Assignment.
Transcribe exactly the line that contains "As a small side" and each line that comes after it in the material, the last line included, and nothing more.
[Start of Attachment]
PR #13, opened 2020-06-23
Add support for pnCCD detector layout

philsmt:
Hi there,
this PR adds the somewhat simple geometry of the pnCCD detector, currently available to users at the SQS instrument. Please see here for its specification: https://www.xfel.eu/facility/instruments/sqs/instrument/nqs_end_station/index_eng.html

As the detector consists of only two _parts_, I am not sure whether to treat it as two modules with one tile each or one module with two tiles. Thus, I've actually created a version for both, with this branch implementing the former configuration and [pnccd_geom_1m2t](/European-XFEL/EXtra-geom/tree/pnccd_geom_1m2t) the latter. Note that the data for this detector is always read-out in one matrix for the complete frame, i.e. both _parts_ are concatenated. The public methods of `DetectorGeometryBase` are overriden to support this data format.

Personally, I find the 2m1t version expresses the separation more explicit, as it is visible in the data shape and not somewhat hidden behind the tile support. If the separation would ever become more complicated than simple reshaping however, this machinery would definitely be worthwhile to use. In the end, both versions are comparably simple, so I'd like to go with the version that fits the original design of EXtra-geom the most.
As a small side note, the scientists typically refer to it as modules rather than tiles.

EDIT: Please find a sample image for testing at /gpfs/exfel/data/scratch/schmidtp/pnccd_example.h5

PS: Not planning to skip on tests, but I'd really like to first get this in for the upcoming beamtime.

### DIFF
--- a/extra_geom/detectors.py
[End of Attachment]
Task output.
As a small side note, the scientists typically refer to it as modules rather than tiles.

EDIT: Please find a sample image for testing at /gpfs/exfel/data/scratch/schmidtp/pnccd_example.h5

PS: Not planning to skip on tests, but I'd really like to first get this in for the upcoming beamtime.

### DIFF
--- a/extra_geom/detectors.py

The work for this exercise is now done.